The Internet of Things (IoT) is creating an unprecedented level of opportunities across verticals helping companies monitor the performance of assets. Businesses have leveraged the IoT technology to make or save money, positively impacting the bottom line. However, a major barrier to adoption is the most viable use case selection getting started. Predictive maintenance (PDM) is a popular and proven use case of IoT in the industrial setting but then PDM is not a metric neither does it directly account for productivity. According to McKinsey, operations optimization provides the greatest potential for creating value. Plant owners have been able to reduce cost and eliminate waste using Lean, Six Sigma processes. IIoT complements these advancements helping plant owners increase productivity. This article will help businesses looking to get started with IIoT establish proof of concepts (PoC) and pilots leveraging the issue tree.
The issue tree is a problem solving technique used by top consulting firms- McKinsey, BCG and likes. It helps create more questions and answers to a basic question. It is important to note here that before creating an issue tree, companies need to understand that data strategy and IIoT deployments needs to stay true to a business outcome thus a business problem which is the basic question needs to identified. Often times, this question/problem is a deficiency of a key metric. A problem solving worksheet can be developed to evaluate the vision, best practice, solution space, risks to manage, context, success criteria, stakeholders and sources of insight. When this is done, an issue tree can be developed. Asset Performance Management (APM) is a key metric understood by production staff, senior management and C level executives. It can be presented in different contexts, however, all contexts points to how assets are contributing to business profitability.

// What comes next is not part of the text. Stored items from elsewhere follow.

PR #647, opened 2016-03-03
Fix for #121 to redraw with proper defaults

stanimoto:
The problem was that initialForm was used to generate a form on redraw
event, but when it was an object type, it was modified in-place by
rendering function. So, when the next redraw event happened, initialForm
already had the properties defined, and it prevented the default values
from being populated into them.


Anthropic:
Satoshi san this is now in release 0.8.13 which is now in bower and the npm release will follow by tomorrow, thanks again!

PR #661, opened 2016-04-06
dist/bootstrap-decorator.js remove

juanmav:
It isn't anymore in this repo


Anthropic:
@juanmav thanks for the PR, but due to following semantic versioning, we technically need to leave the files there until we are ready for our 1.0.0 release.

PR #663, opened 2016-04-11
Add check for schema property to prevent form generation failures whe…

vinceis1337:
…n a checkbox is explicitly defined by a developer (and therefore does not have a schema property)

Fixes: https://github.com/json-schema-form/angular-schema-form/issues/558

### DIFF
--- a/src/services/schema-form.js
+++ b/src/services/schema-form.js
@@ -384,8 +384,14 @@ angular.module('schemaForm').provider('schemaForm',
 
         // Special case: checkbox
         // Since have to ternary state we need a default
-        if (obj.type === 'checkbox' && angular.isUndefined(obj.schema['default'])) {
-          obj.schema['default'] = false;
+        if (obj.type === 'checkbox') {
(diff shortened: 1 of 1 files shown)


Anthropic:
@vinceis1337 looks good, only I forgot to mention that as we are splitting the core out of angular, could you update to use plain javascript instead of the angular.isUndefined?

vinceis1337:
@Anthropic done!

Anthropic:
Thanks, looks good, before I merge I just want to figure out why one test fails, I believe it was **already broken**, but as it says "schemaForm #defaults() should generate default form def from a schema FAILED" I think it should be checked. Probably the test is just out of date.

Thanks for your support @vinceis1337 I'll try to get it sorted soon :)

Anthropic:
I have made the change to the core, it will be in the next alpha, thank you @vinceis1337.

vinceis1337:
@Anthropic thanks for the update, very excited to try out 1.0.0 soon!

A sub metric used in APM is the Overall Equipment Efficiency (OEE), the OEE has got three sub metrics- Availability, Performance and Quality. Evaluating the OEE sub metrics will help identify other losses which help in identifying an IoT proof of concept most viable. Considering availability which is the percentage of available runtime compared to the time production equipment is scheduled to operate. Availability enables answers to questions as these:
1. Are there equipment failures? If yes, which and when.
2. Are there stoppages due to set ups, adjustments and changeovers? If yes, what frequency and what duration.
Equipment performance is the process rate for same equipment. It is the speed at which production runs as a percentage of its ideal cycle time. Answering the performance questions will identify answers to questions as these
1. Are there idle equipment or stoppages? If yes, which
2. Are there products which required stoppage?
3. Any material caused delay?
4. Are there slowed cycle times?
5. Are there operator challenges?
Quality is the ratio of total unit produced to scrap/rework. It is a measure of profitable production yield. Considering the quality sub metric will answer the following questions.
1. Are there process defects?
2. Are the production procedures being followed?
Answering these questions will create more answers to additional questions. The questions and answers are evaluated in choosing which PoC to establish with IoT. This means a PDM solution can be deployed to eliminate failure in order to increase availability or to reduce slowed cycle times to increase performance. A product monitoring solution can be deployed to identify defects or procedures not being followed, this helps optimize inventory and logistics. It is quite important to evaluate each of these metrics critically as their impact on bottom line differs. For instance, whilst there may be stoppages and failures, there may be standby equipment to continue operation but defect products directly impacts revenue. This is because material is wasted and inventory forecast is affected thus affecting sales. Examining the impact on bottom line also helps in justifying IoT investment.
In the above diagram, the brown boxes indicate a YES answer to problem question and the lemon boxes a NO. There are no quality issues but availability and performance. A good IoT use case pilot will be predictive maintenance as this will help prevent failures and down times also identify the cause of anomaly in the lubricant consumption. Deploying a solution to help increase yield or identify defects may not provide immediate and visible results as a quality problem isn’t high value as seen in the diagram.